## Task description
Go through the data line by line from the top, retyping each exactly, and end with the line that contains "- **Refactors**".
[Source information Boundary: Start]
PR #2567, opened 2026-06-16
WIP:   ci: updated the workflow to use re-useble workflows

tripura-repalle:
## Summary by cubic
Switch issue-close workflows to reusable workflows in `blinklabs-io/actions` to standardize behavior and reduce maintenance. No behavior change.

- **Refactors**
  - `test-issue-on-close.yml`: now calls `blinklabs-io/actions/.github/workflows/reuseable-test-issue-on-close.yml@main` with `issue_number` and `issue_title`.
  - `update-issue-on-close.yml`: now calls `blinklabs-io/actions/.github/workflows/reuseable-set-project-closed-date.yml@main` with `project_url`, `closed_date_field`, and `closed_at`; passes `project_pat` from `secrets.ORG_PROJECT_PAT`.

<sup>Written for commit 6bc7afba1fa2f597d2fd5f1e6c421b5e404fe5cb. Summary will update on new commits.</sup>

<a href="https://cubic.dev/pr/blinklabs-io/dingo/pull/2567?utm_source=github" target="_blank" rel="noopener noreferrer" data-no-image-dialog="true"><picture><source media="(prefers-color-scheme: dark)" srcset="https://www.cubic.dev/buttons/review-in-cubic-dark.svg"><source media="(prefers-color-scheme: light)" srcset="https://www.cubic.dev/buttons/review-in-cubic-light.svg">Review in cubic</picture></a>

PR #3053, opened 2026-07-31
ci: gate consensus-sensitive changes with DevNet and cardano-node conformance

### LINKED ISSUE #3001: ci: gate consensus-sensitive changes with DevNet and cardano-node conformance
## Problem

The normal pull-request workflow runs Go unit/integration tests with race detection, including the ledger vector suite, but it does not run `internal/test/devnet/run-tests.sh` or its `--conformance` mode. The Antithesis workflow is manual.

As a result, changes to consensus, forging, chain selection, mempool, transaction submission, and Ouroboros protocols can merge without exercising either the all-Dingo network or Dingo beside cardano-node. Repository contributor guidance already says these suites are mandatory for such changes, but CI does not enforce that contract.

## Scope

Add an automated GitHub Actions gate for consensus-sensitive changes:

- Run the default all-Dingo DevNet suite (three producers, one relay, and `txpump`).
- Run `internal/test/devnet/run-tests.sh --conformance` beside cardano-node.
- Trigger for changes to consensus, ledger epoch/nonce logic, forging and credentials, chain selection, mempool, tx submission, NtN/NtC protocols, block/header validation, DevNet infrastructure, and their shared dependencies.
- Keep a stable required check name. For unrelated changes it may complete through an explicit path-classification job rather than omitting the check entirely.
- Reuse or supersede the reusable-workflow work in PR #2567 rather than creating parallel workflow infrastructure.

## Acceptance criteria

- [ ] Pull requests touching a consensus-sensitive path run both default and `--conformance` DevNet suites before merge.
- [ ] Pushes to `main` and release candidates run both suites regardless of path filtering.
- [ ] A scheduled full run catches path-filter omissions and environmental drift.
- [ ] The workflow pins and reports the Dingo and cardano-node image/commit identities used.
- [ ] Failures upload node logs, generated genesis/configuration, test output, and container status as artifacts.
- [ ] Jobs have explicit timeouts and always tear down Docker resources.
- [ ] Tests use existing `internal/test/testutil` synchronization rules and do not introduce `time.Sleep` synchronization.
- [ ] The required check cannot pass when a selected suite did not start or produced zero tests.
- [ ] Branch-protection documentation names the required check.
- [ ] `README.md`, `AGENTS.md`, and `internal/test/devnet/README.md` agree on when each suite runs and how to reproduce it locally.

wolf31o2:
Runs both DevNet suites in CI: the default all-Dingo network (three producers, one relay, txpump) and `run-tests.sh --conformance` beside cardano-node.

What runs when:

- Pull request touching a consensus-sensitive path: both suites. Patterns are in `.github/devnet-paths.txt` and cover consensus, ledger epoch/nonce logic, forging and credentials, chain selection, mempool, tx submission, NtN/NtC protocols, block and header validation, DevNet infrastructure, and shared dependencies.
- Pull request touching nothing consensus-sensitive: no suites; the check completes through the path-classification job.
- Push to `main`, `v*` tags, nightly schedule at 04:30 UTC: both suites, no path filtering.
- `workflow_dispatch`: all, dingo, or conformance.

Structure: `devnet.yml` classifies paths and calls the reusable workflow `devnet-suite.yml` once per mode, so both modes share one implementation. PR #2567 is unrelated (it moves the two issue-close workflows to `blinklabs-io/actions`), so there was nothing to reuse or supersede there; the reusable-workflow pattern is adopted, kept in-repo so the gate definition is reviewed in the same pull request it gates.

`devnet-gate` is the stable check name. It fails when a selected suite did not succeed, and also when a selected suite reported zero tests or no test count at all, so a suite that never reached `go test` cannot report green. There is no `continue-on-error` and no `|| true` around a suite.

Not yet required, deliberately. Branch protection is untouched. The all-Dingo suite is intermittently red on unmodified `main`, not permanently: baseline runs went 12 pass / 0 fail once and 10 pass / 2 fail another time, with `TestChainGrowthRate` and `TestSustainedConsensus` recurring and `TestEpochBoundaryConsensus` occasional. The cause is the forging wedge tracked in #3029; a fix in flight produced a 12 pass / 0 fail run with the wedge signature dropping from roughly 100 occurrences per node to 16. Requiring the check before that lands would block unrelated pull requests. Afterwards it is one settings change, documented in `docs/BRANCH_PROTECTION.md`.

What the CI runs on this branch actually showed:

- The structure works end to end. Classification, both suite jobs, artifact upload, and the gate all behaved as designed, and the gate failed rather than passing when a suite failed.
- The all-Dingo job ran 18 minutes on a 4-CPU GitHub-hosted runner (14 to 17 minutes locally on a 128-core host) and failed `TestChainGrowthRate` and `TestSustainedConsensus` while `TestBasicBlockForging`, `TestDingoChainAdvances`, `TestRelayPropagation` and `TestEpochBoundaryConsensus` passed and txpump reported 3463 accepted submissions. The uploaded node logs carry the #3029 wedge signature, `does not match first pending header hash`, 64, 76 and 71 times on the three producers. That is the known wedge, not a workflow or capacity problem.
- The latest run on the rebased head (30712379613) is the current state of the branch: conformance passed in 16 minutes, all-Dingo failed in 18 minutes with the wedge signature 77, 72 and 71 times on the three producers, and `devnet-gate` failed with "dingo suite did not succeed (result: failure)". Every other check on the head commit is green.
- One earlier conformance job failed after 3 minutes with zero tests. Cause: the `txpump` image build could not reach `deb.debian.org` from that runner, so `apt-get install ca-certificates` in `internal/test/antithesis/Dockerfile.txpump` timed out and `docker compose build` aborted before any container started. It is a transient outbound-network failure on that VM, not the cardano-node pull, the conformance profile, the `devnet_conformance` build tag, or the configurator: two other runs of this same workflow passed the full conformance suite on `ubuntu-latest`, in 17 and 16 minutes, and the all-Dingo job on the same commit built the same image with no connection errors. The pre-existing exposure is that both profiles apt-install at image build time on every run; that is worth removing separately and is not papered over here. The zero-test guard did its job, failing `count tests` rather than letting an empty run look green.

Runner feasibility, measured rather than predicted: both suites complete inside the 90-minute job timeout on GitHub-hosted `ubuntu-latest` (4 CPUs, 15 GiB RAM), 17 to 19 minutes each including image builds, and a full conformance pass has already been observed there. `ubuntu-latest` is therefore the default. `DEVNET_RUNNER` moves both suites to a larger runner for headroom, which is still the right target before the check is made required; setting it also switches the suite jobs into a serialized concurrency group, which persistent runners need because the DevNet uses fixed container names, a fixed 172.20.0.0/24 subnet, fixed host ports, and one `devnet` Compose project. Every run records CPU count, memory, disk, the Dingo commit, and the resolved cardano-node image digest.

Artifacts, timeouts, teardown: failures upload per-node logs, generated genesis and configuration, test output, and container status. `run-tests.sh` gains a `DEVNET_ARTIFACT_DIR` collection step that runs before teardown removes the volumes. Jobs have explicit timeouts (90 minutes for a suite, 10 for classify and the gate) and a final always-run step tears down both profiles.

`run-tests.sh` also no longer exits non-zero after a passing run. The genesis stake keys are copied out of the `utxo-keys` volume by a container running as root, so the host `rm -rf` in the EXIT trap failed with "Permission denied" and, under `set -e`, aborted the trap and exited 1: every recent local run exited 1 for this reason regardless of the test result, and the temp directories leaked. The copy now chowns to the invoking user, removal failures are warnings, and the trap exits the status that triggered it. Verified in isolation with removal forced to fail: a passing run exits 0, a failing run exits 7, and the pre-change code exits 1 on the same passing input.

The configurator's genesis start offset is now `DEVNET_SYSTEM_START_DELAY`, default 30 seconds so local behaviour and wall clock are unchanged, validated as an integer of at least 10 seconds before it reaches arithmetic and jq, passed to both profiles' configurator services by `docker-compose.yml`, and documented in the override table. It stays applied after key generation because `genesis-cli.py`'s own 5 second delay is too short when generation takes 30+ seconds. This makes the budget adjustable per host; it is not a fix for any test failure. Measured on the 4-CPU runner, the all-Dingo nodes reached the slot clock with 28 of the 30 seconds to spare, and raising the delay is not free because `run-tests.sh` starts the scenarios as soon as the nodes are healthy and their deadlines are wall clock from that point.

Tests and docs: `internal/test/ci/` fails the normal test run when a path pattern stops matching real files, when a known consensus-sensitive file is not classified, when an unrelated file is, if the teardown exit-status contract regresses, or if the start-delay plumbing is dropped. No `time.Sleep`, no existing test or assertion changed. `README.md`, `AGENTS.md`, `CLAUDE.md`, and `internal/test/devnet/README.md` now agree on when each suite runs and how to reproduce it locally. `ARCHITECTURE.md` and `DATABASE.md` were checked and are not affected.

Rebased onto `main` at 47babd0c. #3057 is still open and touches the same DevNet override table; merged against that branch locally the only conflict is the `TEST_TIMEOUT` row, resolved by keeping its `20m` row plus the two new rows added here, after which its `make docs-parity` passes.

Fixes #3001


wolf31o2:
Closing this as we've closed the underlying ticket. While this is a good idea, it burns a lot of cycles just sitting and waiting.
[Source information Boundary: End]
## Solution for this exercise
PR #2567, opened 2026-06-16
WIP:   ci: updated the workflow to use re-useble workflows

tripura-repalle:
## Summary by cubic
Switch issue-close workflows to reusable workflows in `blinklabs-io/actions` to standardize behavior and reduce maintenance. No behavior change.

- **Refactors**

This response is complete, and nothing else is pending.